Oil field network analyses have been conducted on the Niger Delta field AKUX comparing two reservoirs and five wells. An electrical submersible pump system has been deployed in the field to aid in oil production. It was required to determine the best ESP operability that will guarantee the highest oil recovery from the field. ESP motor frequency and separator pressure were selected as the variables on which sensitivities were performed. ESP simulations were done with and without optimization techniques using GAP software.

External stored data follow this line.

PR #575, opened 2024-10-17
[16.0][l10n_fr_department] improve search res_partner by department

clementelabore:
added _name_search in res.country.department, to filter partner by departments

### DIFF
--- a/l10n_fr_department/model/res_country_department.py
+++ b/l10n_fr_department/model/res_country_department.py
@@ -4,6 +4,8 @@
 # @author Alexis de Lattre (alexis.delattre@akretion.com)
 # License AGPL-3.0 or later (https://www.gnu.org/licenses/agpl).
 
+import re
+
 from odoo import api, fields, models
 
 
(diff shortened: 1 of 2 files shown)


legalsylvain:
Hi clement, could you elaborate which kind of search your PR is allowing ? I'm not sure to understand. 

thanks !

clementelabore:
With my PR, in Contacts, you can search contacts by departments. 
Ex : You can search : 
* "03" => Only Contacts in "Allier (03)"
* Allier => Only Contacts in "Allier (03)"
* "Allier (03)" => Only Contacts in "Allier (03)"
* Futhermore advanced filters on department works "department not equal 03" for example

clementelabore:
hi @legalsylvain can you validate my PR ? Thx.

legalsylvain (commented):
I think it's dangerous to not call _name_search in the _name_search function.

_name_search should always call super, to avoid to break inheritance mechanism.

alexis-via:
I agree with sylvain: this PR is too dangerous and it not worth the added complexity.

The following conclusions were drawn from this study:

1) Constraint 2 (comprising of 45 Hz/80 Hz, lower and upper frequency limits, respectively) yielded a higher oil rate than constraint 1 (comprising of 50 Hz/70 Hz, lower and upper frequency limits, respectively);

2) The average frequency for simulation with optimization (case 2) is 59.65 Hz for both constraint 1 and constraint 2;

3) There was an increase in oil rate of 1.16% and 2.66% for constraints 1 and 2 when ESP simulation was carried out with optimization than without optimization;

4) The highest pump efficiency was realized for case 2, constraint 2. This justifies the better pump performance can be obtained in simulating with optimization;

5) Higher motor efficiencies were realized for case 2 (simulation with optimization) than for case 1;

6) It is recommended that simulation should be carried out to determine the optimum motor frequency for each well in the field of many wells. This frequency will yield the maximum field production recovery from the field and lead to higher revenues.

Nomenclature

ESP: Electrical submersible pump;

ESPs: Electrical submersible pumps;

CBM: Coalbed methane;

GAP: General Allocation Package.

Conflicts of Interest

The authors declare no conflicts of interest regarding the publication of this paper.